You are viewing a plain text version of this content. The canonical link for it is here.

Posted to solr-user@lucene.apache.org by Avi Steiner <as...@varonis.com> on 2017/05/01 06:34:31 UTC

BooleanQuery and WordDelimiterFilter

I have a question regarding the use of query parser and BooleanQuery.

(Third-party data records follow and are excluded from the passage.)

PR #1132, opened 2022-04-16
Force `basename`/`dirname` to treat `$0` as an argument

mataha:
`basename`/`dirname` will treat `$0` as an option if it starts with a `-`; e.g. for `-husky`:

```sh
dirname: invalid option -- 'h'
Try 'dirname --help' for more information.
```

Why did my directory start with a hyphen instead of a dot in the first place? I'd... rather not answer this, but it's related to my setup and not a bug in this project.


typicode:
Thank you!

PR #1147, opened 2022-05-13
Use number comparators when comparing exit codes

mataha:
This has exploded on me once before - when an equivalent of `exitCode` could be coerced to a number, but was an actual string.

Updated Node version in the lockfile as a by-product.

### DIFF
--- a/husky.sh
+++ b/husky.sh
@@ -24,13 +24,13 @@ if [ -z "$husky_skip_init" ]; then
   sh -e "$0" "$@"
   exitCode="$?"
 
-  if [ $exitCode != 0 ]; then
+  if [ "$exitCode" -ne 0 ]; then
     echo "husky - $hook_name hook exited with code $exitCode (error)"
   fi
 
-  if [ $exitCode = 127 ]; then
+  if [ "$exitCode" -eq 127 ]; then
     echo "husky - command not found in PATH=$PATH"
   fi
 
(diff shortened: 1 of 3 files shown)


devinrhode2:
Hmm.. I don't really know bash, but are there any downsides here? What kind of strings were being coerced to 0? Something like `"0: no more items in the array"`? Forgive me as I don't really know bash

mataha:
> Hmm.. I don't really know bash, but are there any downsides here? What kind of strings were being coerced to 0? Something like `"0: no more items in the array"`? Forgive me as I don't really know bash

The usual suspects were empty strings (e.g. `""`, `" "` etc.). Those scripts don't use Bash though - it's POSIX shell.

typicode:
Thanks for the PR, would you have some failing code to reproduce the issue?

mataha:
Sorry for taking so long to respond, couldn't reproduce this in my current shell - but it went roughly like this:

`code.bat`:
```batchfile
:: Shadow the exit code global variable
@set ERRORLEVEL=iddqd

:: Exit
@exit /b %ERRORLEVEL%
```

Shell (within WSL):
```sh
# Run the command starting from a Windows path
cmd.exe /c "pushd "$(wslpath -aw "$(pwd)")" && code.bat"

# Check the exit code
echo "$?"
```

PR #1156, opened 2022-06-11
feat: add env as a variable to give to husky to set the environment it is run in

Gentatsu:
This PR enables users to add as argument to the install script the environment the scripts run in. 
An example of this is to run in `bash` instead of `sh`. 

This PR does not include the scope of optional single args, however so it must be provided as a second argument to the dir.

Example usage `yarn run prepare .husky bash`  or apply directly in the `prepare` section of the `package.json`

This allows us to specify `zsh` as well as other shell environments.

### DIFF
--- a/src/bin.ts
+++ b/src/bin.ts
@@ -5,7 +5,7 @@ import h = require('./')
 // Show usage and exit with code
 function help(code: number) {
   console.log(`Usage:
-  husky install [dir] (default: .husky)
+  husky install [dir] (default: .husky) [env] (default sh)
   husky uninstall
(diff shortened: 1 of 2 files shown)


Gentatsu:
Bumpy

Gentatsu:
One more bump

typicode:
Thanks for the PR. However, not all shells are available. In particular on Windows.
So this feature could create issues for users. For better or worse, `sh` is one you can expect to work everywhere.

If you're working in a team where the available shells are known beforehand, you can instead have:

```
# husky/pre-commit
# ...
bash some_script
```

Issue #1166, opened 2022-06-29
Proposal: Unify the three README files


doublethefish:
# Problem:
There are three README files

* `/docs/README.md` - seen on the docs site.
* `/README.md` - seen only in local checkouts.
* `/.github/README.md` - used as the _default_ readme on github, and only obvious there.

This leads to:
1. drift and subtle differences between the docs.
2. making contributions harder and more confusing.

# Proposal:

Move `./docs/README.md` to `/README.md`, and delete the others. Obviously, there would have to be consideration given to generating the docs site.

# Not relevant to this issue:
> 
> **Troubleshoot**
> - [x] Before creating an issue, please check:
> https://typicode.github.io/husky/#/?id=troubleshoot
> 
> If you're migrating from husky 4, see:
> https://typicode.github.io/husky/#/?id=migrate-from-v4-to-v7
> 
> **Context**
> Please describe your issue and provide some context:
> - Terminal or GUI client (PowerShell, Git Bash, GitHub Desktop, ...)
> - If applicable, content of the failing hook
> - If possible, minimal steps to reproduce the issue
> 
> Thank you!

doublethefish:
This still needs consideration.

FilipMaslovaric:
So which one is the correct README.md to follow, and most up to date???

doublethefish:
> So which one is the correct README.md to follow, and most up to date???

Exactly! I’ve had PR #1167 open for a long time, but this project seems to be unsupported.

Basically, ‘./docs/README.md’ is mostly the most up to date.

typicode:
Thanks for rising this issue. READMEs have been updated and should reflect the same usage instructions. I've answered as to why there are three READMEs in the PR.

PR #1167, opened 2022-06-29
fix(#1166): docs/reduce READMEs

doublethefish:
Uses a single README.md addressing the problem defined in #1166.


typicode:
Thanks for the PR and your patience.

A bit of context regarding this choice:
- README on npm is small and straight to the point to avoid impacting package size too much
- README on GitHub is a little bigger with a link to the full doc so that people can still have enough to have a quick start with husky and go deeper if needed
- docs/README is the full docs

I agree that it can create sync problems. However, for now, I think it's OK. Also hopefully, `npm pkg set` should be stable now.

If anything, maybe later, I'd just have a link to the docs on npm.

doublethefish:
I’ve actually rewritten the docs so they’re easier to follow and read, in all contexts. Without this, very reasonable, PR, that work can’t continue.

Is this decision itself documented? I ask because it did make contribution harder.

The reasoning here is a very poor justification that causes more overhead for maintenance.

PR #1911, opened 2025-06-17
Experiment with file extensions

samchungy:


src/cli/lint/internalLints/upgrade/index.test.ts
```diff
@@ -55,36 +55,30 @@ describe('upgradeSkuba in format mode', () => {
       description: 'mock',
     };
 
-    jest.mock(`./patches/0.9.0/index.js`, () => ({ patches: [mockUpgrade] }), {
```
samchungy, line 58: Virtual mocks break when you use the module name mapper

PR #1912, opened 2025-06-17
Fix fs-extra imports

samchungy:
Confused at why this was breaking when I was testing ESM but it did 🤷

The fix was using the default import instead of deconstructing

```bash
SyntaxError: Named export 'writeFile' not found. The requested module 'fs-extra' is a CommonJS module, which may not support all module.exports as named exports.
```


72636c (approved):
🆒

PR #1915, opened 2025-06-18
Enforce file extensions

samchungy:
ESM requires file extensions.

We can reduce how much change lands in a ESM Migration PR by enforcing file extensions while they are still on CJS.


packages/eslint-config-skuba/requireExtensions.js
samchungy, line 1: Ripped out of https://github.com/anza-xyz/eslint-plugin-require-extensions

packages/eslint-config-skuba/requireExtensions.js
```diff
@@ -0,0 +1,126 @@
...
+  if (!value || value.endsWith('.js')) {
+    return;
+  }
+
+  if (value.startsWith('.')) {
+    // Relative import, check if it ends with .js
+    return check(context, node, resolve(dirname(context.getFilename()), value));
+  }
+
+  if (value.startsWith('src')) {
```
samchungy, line 47: Handles our special `src` case. I think handling the others is considered under the too hard bucket.

PR #1917, opened 2025-06-19
Document ESM plan

samchungy:
Add some doco I can link to as I'm rolling out the breaking changes.

Also gives everybody an idea about what the heck is going on


samchungy:
Might need a plan for packages which will be ESM. Especially packages part of monorepos.

Need to look at tsdown for that usecase

AaronMoat (approved):

PR #1923, opened 2025-06-20
Apply @seek/logger destination mocks

samchungy:


template/koa-rest-api/src/config.ts
```diff
@@ -32,7 +32,7 @@ const configs: Record<Environment, () => Omit<Config, 'environment'>> = {
   }),
 
   test: () => ({
-    logLevel: Env.string('LOG_LEVEL', { default: 'silent' }),
+    logLevel: Env.string('LOG_LEVEL', { default: 'debug' }),
```
AaronMoat, line 35: Is it worth just 

```suggestion
    logLevel: 'debug',
```

cos you want the tests not to depend on env too much yeah?

AaronMoat (commented):
I'm not sure if the tests are a bit too verbose now. Do we care about all of those fields in context of those assertions?

.changeset/puny-eagles-chew.md
```diff
@@ -0,0 +1,5 @@
+---
+'skuba': patch
+---
+
+template/lambda-sqs-worker-cdk: Replace logger spies with logger destination mocks
```
AaronMoat, line 5: should we just do /* like https://github.com/seek-oss/skuba/pull/1930

template/koa-rest-api/src/framework/server.test.ts
```diff
@@ -72,13 +69,15 @@ describe('createApp', () => {
...
       .expect('x-api-version', /.+/);
 
-    expect(logger.error).not.toHaveBeenCalled();
-
-    expect(logger.info).toHaveBeenNthCalledWith(
-      1,
-      expect.objectContaining({ status: 404 }),
-      'Client error',
-    );
+    expect(stdoutMock.calls).toMatchObject([
```
AaronMoat, line 72: TIL toMatchObject works with arrays 😮 I thought you had to do .toEqual([expect.objectContaining({...})]);

.changeset/puny-eagles-chew.md
AaronMoat, line 5:
```suggestion
template/lambda-sqs-worker-cdk: Replace logger spies with [`@seek/logger` destination mocks](https://github.com/seek-oss/logger/blob/master/docs/testing.md)
```

AaronMoat (approved):

template/koa-rest-api/src/framework/server.test.ts
72636c: Yeah this is neat! I'm pleasantly surprised it exhaustively matches array elements, so `[1, 2, 3]` does not match `[1, 2]`

Issue #1312, opened 2023-11-09
Add partial batch handling in lambda templates


samchungy:
https://github.com/middyjs/middy/blob/6c9fcc7fa22fc70a60e7db39a5e43c3d09a79c3f/packages/sqs-partial-batch-failure/index.js#L8

Looks fairly simple to replicate. We can go further and wrap it with our async local storage for an optimal flow

PR #1924, opened 2025-06-20
Add partial batch failure handling

samchungy:
https://docs.aws.amazon.com/prescriptive-guidance/latest/lambda-event-filtering-partial-batch-responses-for-sqs/benefits-partial-batch-responses.html

Resolves https://github.com/seek-oss/skuba/issues/1312


template/lambda-sqs-worker-cdk/src/app.ts
```diff
@@ -27,27 +27,28 @@ export const handler = createHandler<SQSEvent>(async (event, ctx) => {
     }
 
     // Run dependency checks otherwise.
-    logger.debug('Smoke test event received');
+    logger.debug(
+      { awsRequestId: ctx.awsRequestId },
```
samchungy, line 31: Not a fan of needing to do this. I have some ideas.

template/lambda-sqs-worker-cdk/package.json
```diff
@@ -18,7 +18,7 @@
     "@aws-sdk/client-lambda": "^3.363.0",
     "@aws-sdk/client-sns": "^3.363.0",
     "@seek/aws-codedeploy-hooks": "^1.2.0",
-    "@seek/logger": "^10.0.0",
+    "@seek/logger": "10.0.0",
```
samchungy, line 21:
```suggestion
    "@seek/logger": "^10.0.0",
```

template/lambda-sqs-worker-cdk/src/framework/handler.ts
```diff
@@ -23,18 +29,46 @@ const withDatadog = <Event, Output = unknown>(
...
-  withDatadog<Event>((event, ctx) =>
-    loggerContext.run({ awsRequestId: ctx.awsRequestId }, async () => {
-      try {
-        const output = await fn(event, ctx);
+  withDatadog<Event>(async (event, ctx) => {
+    try {
+      const output = await fn(event, ctx);
 
-        logger.debug('Function succeeded');
+      logger.debug({ awsRequestId: ctx.awsRequestId }, 'Function completed');
```
samchungy, line 38: Rephrased to `completed` as this could still complete while returning batch failures.

template/lambda-sqs-worker-cdk/src/framework/logging.ts
```diff
@@ -4,11 +4,16 @@ import createLogger, { createDestination } from '@seek/logger';
...
   awsRequestId: string;
 }
 
-export const loggerContext = new AsyncLocalStorage<LoggerContext>();
+interface RecordContext {
+  sqsMessageId: string;
+}
+
+export const lambdaContext = new AsyncLocalStorage<LambdaContext>();
+export const recordContext = new AsyncLocalStorage<RecordContext>();
```
samchungy, line 16: I decided to add a second context here as I think it's important to correlate logs related to a single record since we are now doing partial batch failure

template/lambda-sqs-worker-cdk/infra/config.ts
```diff
@@ -37,6 +39,7 @@ const configs: Record<Environment, Config> = {
   prod: {
     appName: '<%- serviceName %>',
     workerLambda: {
+      batchSize: 5,
```
72636c, line 42: Very unimportant, but is it worth sticking with the AWS default of 10?

template/lambda-sqs-worker-cdk/src/framework/handler.ts
```diff
@@ -38,3 +44,30 @@ export const createHandler = <Event, Output = unknown>(
...
+  (
+    fn: (record: SQSRecord, ctx: LambdaContext) => Promise<unknown>,
+  ): Handler<SQSEvent, SQSBatchResponse> =>
+  async (event, ctx) => {
+    const processRecord = (
+      record: SQSRecord,
+    ): Promise<SQSBatchItemFailure | undefined> =>
+      recordContext.run({ sqsMessageId: record.messageId }, async () => {
+        try {
+          await fn(record, ctx);
```
72636c, line 58: I won't block this PR as it's an improvement over the current state, but this model doesn't promote optimal I/O usage as you're still processing the records individually within the process, unless you try to have something clever like dataloader behind the scenes. Not sure if that's worth mentioning in the template, or if we'd prefer simplicity to be the default here 🤷

72636c (approved):

PR #1940, opened 2025-07-07
Migrate fully to Zod v4

samchungy:
I updated all the templates but forgot our actual repo 🤡 

Don't think this warrants a changeset.

### DIFF
--- a/src/utils/template.ts
+++ b/src/utils/template.ts
@@ -2,11 +2,6 @@ import path from 'path';
 
 import fs from 'fs-extra';
 import * as z from 'zod/v4';
-import type {
-  $InferInnerFunctionType,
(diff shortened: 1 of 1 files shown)


template/koa-rest-api/src/framework/validation.ts
```diff
@@ -59,15 +60,15 @@ const parseTuples = (
...
   ctx,
   input,
   schema,
 }: {
   ctx: Context;
   input: unknown;
-  schema: z.ZodSchema<Output, Input>;
-}): Output => {
+  schema: T;
+}): z.infer<T> => {
```
samchungy, line 71: The previous approach actually doesn't work for things like Branded types.

72636c (approved):

PR #1943, opened 2025-07-11
Try to fix autofixes with LFS

### LINKED ISSUE #1732: Autofixes modify unchanged LFS files
`isomorphic-git` doesn't have LFS support, and so our `getChangedFiles` logic is treating them as modified (it seems).

AaronMoat:
Resolves #1732

### DIFF
--- a/src/api/git/remote.int.test.ts
+++ b/src/api/git/remote.int.test.ts
@@ -3,7 +3,7 @@ import memfs, { vol } from 'memfs';
 
 import { getOwnerAndRepo } from './remote';
 
-jest.mock('fs-extra', () => memfs);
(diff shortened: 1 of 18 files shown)


src/api/git/remote.int.test.ts
```diff
@@ -3,7 +3,7 @@ import memfs, { vol } from 'memfs';
 
 import { getOwnerAndRepo } from './remote';
 
-jest.mock('fs-extra', () => memfs);
+jest.mock('fs', () => memfs);
```
AaronMoat, line 6: It's not correct to mock fs-extra with memfs, because memfs mimics fs, not fs-extra, and fs-extra uses fs under the hood.

PR #1952, opened 2025-07-17
Apparently you gotta double $$

samchungy:
Don't ask me why.

Tested with `pnpm changeset version`

image


zbrydon (approved):
Why?

72636c (approved):
:shipit:

(it's escaping)

PR #1953, opened 2025-07-18
Prevent Jest config and setup files from being linted

samchungy:
Unfortunately Jest's TypeScript processor doesn't use modern standards and can't read TypeScript files with `.js` extensions 🙄. So any `.js` extension it encounters will cause an error.

This change won't stop cases where someone may import another TypeScript file which is using extensions but should prevent a decent majority of cases.

See: https://github.com/SEEK-Jobs/indie-graphql-server/pull/3325/commits/40fdf8a5f150a98e9fe6edd1adf7b2692e18f6f7 as an example.

### DIFF
--- a/packages/eslint-config-skuba/requireExtensions.js
+++ b/packages/eslint-config-skuba/requireExtensions.js
@@ -195,7 +195,9 @@ const requireExtensionsPlugin = {
               fix(fixer) {
                 return fixer.replaceText(
                   node.source,
-                  `'${node.source.value}/index.js'`,
+                  node.source.value.endsWith('/')
+                    ? `'${node.source.value}index.js'`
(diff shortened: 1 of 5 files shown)


packages/eslint-config-skuba/requireExtensions.js
```diff
@@ -195,7 +195,9 @@ const requireExtensionsPlugin = {
               fix(fixer) {
                 return fixer.replaceText(
                   node.source,
-                  `'${node.source.value}/index.js'`,
+                  node.source.value.endsWith('/')
```
samchungy, line 198: My ocd: https://seekchat.slack.com/archives/CDCPCEPV3/p1752793805171339?thread_ts=1752732605.041009&cid=CDCPCEPV3

PR #1969, opened 2025-07-29
RFC: Propose `no-sync-in-promise-iterable`

72636c:
Follows on from seek-oss/eslint-config-seek#227.

This was initially drafted by Claude but I basically rewrote it.

---

Looking for input on:

- [x] Whether the general approach seems reasonable
- [x] Where we should put this (standalone plugin, skuba config, else?)

  Trying my luck with a plugin!

- [ ] Later, testing whether it is prohibitively slow

Documentation: https://github.com/seek-oss/skuba/blob/no-sync-in-promise-iterable/docs/eslint-plugin/no-sync-in-promise-iterable.md

---

~~Note: I haven't actually wired this up to the config yet as will need to sort out transpile, its use of `node:test`, different `module` options, etc 😅~~

<details>

<summary><s>eslint.config.js</s></summary>

```js
module.exports = [
  // ...
  {
    plugins: {
      skuba: {
        rules: {
          'no-sync-in-promise-iterable': require('./no-sync-in-promise-iterable.js'),
        },
      },
    },
    files: ['**/*.ts', '**/*.tsx'],
    languageOptions: {
      parser: require('@typescript-eslint/parser'),
      parserOptions: {
        project: './tsconfig.json',
        tsconfigRootDir: __dirname,
      },
    },
    rules: {
      'skuba/no-sync-in-promise-iterable': 'error',
    },
  },
];
```

</details>


packages/eslint-config-skuba/no-sync-in-promise-iterable.test.ts
```diff
@@ -0,0 +1,365 @@
...
+      code: `Promise.${method}()`,
+    },
+    {
+      code: `Promise.${method}([])`,
+    },
+    {
+      code: `Promise.${method}([,,])`,
+    },
+    {
+      code: `Promise.${method}([1, 2, 3])`,
```
samchungy, line 37: Would it be simpler to just ban any non promise results from being added to these? I don't see any value in:

```ts
Promise.all([1, 2, 3]);
```

or

Even if it's allowed in JavaScript.

PR #1471, opened 2015-08-10
filter offset enable

tigusigalpa:


rmccue:
You should be able to handle this already through the `page` parameter (that is `?page=2`). Is there a reason you need offset as well?

tigusigalpa:
Hi, Ryan! I think we need the one because if we need to get all posts with some offset or posts_per_page the page param is very poor for it

jcutrell:
I'd like to do a :+1: on this - there are many cases where offset is needed and page/posts_per_page doesn't quite cut it. Is there a particular reason this parameter needs to be hidden behind authentication?

danielbachhuber:
Closing in favor of #924. We should decide whether we want to support `offset` as a global parameter for collections. You can add support in your local instance of WordPress by filtering `query_vars`

PR #1480, opened 2015-08-16
Update the search example to again use `filter`.

kwight:
Also adds a link to instructions for using Subversion's `trunk` branch for development.


rmccue:
Thanks!

PR #1482, opened 2015-08-17
Adding rest api controller for plugins

dankrause:
My first attempt at a rest API controller for plugins. I'm interested in feedback, so I can get this up to your standards for acceptance.

### DIFF
--- a/lib/endpoints/class-wp-rest-plugins-controller.php
+++ b/lib/endpoints/class-wp-rest-plugins-controller.php
@@ -1,0 +1,277 @@
+<?php
+
+require_once( ABSPATH . '/wp-admin/includes/plugin.php' );
+
+class WP_REST_Plugins_Controller extends WP_REST_Controller {
+
+	/**
+	 * Register the routes for the objects of the controller.
+	 */
+	public function register_routes() {
+		register_rest_route( 'wp/v2', '/plugins', array(
+			array(
+				'methods' => WP_REST_Server::READABLE,
+				'callback' => array( $this, 'get_items' ),
+				'permission_callback' => array( $this, 'get_items_permissions_check' ),
+			),
+			'schema' => array( $this, 'get_public_item_schema' ),
+		) );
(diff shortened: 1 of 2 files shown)


rmccue:
Hi @dankrause, and thanks for the PR!

Typically before we jump into creating new endpoints (especially new resources), we design the data we're looking for first. The code should always come afterwards.

During this design process, we look at what objects we're looking at, what properties they have, and what interactions you can do with them. Once that's done, the next question is how to map that to REST semantics. This is where we take everything we want and work out how to do it with just `GET`, `PUT`, `POST`, and `DELETE`. (For example with plugins, there's no `ACTIVATE` verb, so we'd need to work out how to deal with that.)

Code-wise, this seems like a decent start, but without the solid design behind it, it's hard to say. (The design is also the hardest part, and why we don't create new endpoints in a particularly swift manner.)

We'd be happy to accept a patch to add plugin endpoints, as long as there's a) documented design decisions and process behind it; and b) you're committed to maintaining the endpoint in the plugin. (The API is already quite big as-is, and introducing new endpoints increases that burden, so you'd need to be willing to help us out with that, at least at the start.)

Hopefully this doesn't discourage you; we definitely appreciate the effort you've put in so far! Thanks a bunch!

dankrause:
I'm definitely interested in talking about design, but at the moment, I have no idea how this particular group of developers works. Any time I get involved in a project, I prefer to show up with some code - it tends to give a little weight to the discussions that it generates. That said, what should I do to start the discussion on the design of plugin data in this API?

rmccue:
Happy to work through the process with you. Best time to catch us is during our Monday (23:00 UTC) meeting, or during our Wednesday (23:00 UTC) office hours. However, feel free to ping any one of us (myself, @rachelbaker, @joehoyle, or @danielbachhuber) in the Slack room if you see us online and want to chat. :)

danielbachhuber:
Closing this in favor of #1523 and #1669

I have 3 documents indexed.
Doc1 contains the words huntman's and huntman
Doc2 contains the word huntman's
Doc3 contains the word huntman

When I search for huntman's I get Doc1 and Doc2
When I search for +huntman's I get Doc1, Doc2 and Doc3

As far as I understand, when I search for huntman's it should return documents with both huntman and huntman's (using WordDelimiterFilter)
I also know that plus sign means that the term must be in document and the absence of plus (or minus) sign means that the term may or may not be in document as explained here: https://lucidworks.com/2011/12/28/why-not-and-or-and-not/

So I don't understand the combination of these two properties.
I think I understand why +huntman's returns Doc3 as well, because it can be translated to +(huntman's OR huntman), which means: must be one of the following: huntman's or huntman.
But I don't understand why Doc3 is not returned by huntman's as well. Isn't it translated to huntman's OR huntman?

Thanks

Avi

________________________________
This email and any attachments thereto may contain private, confidential, and privileged material for the sole use of the intended recipient. Any review, copying, or distribution of this email (or any attachments thereto) by others is strictly prohibited. If you are not the intended recipient, please contact the sender immediately and permanently delete the original and any copies of this email and any attachments thereto.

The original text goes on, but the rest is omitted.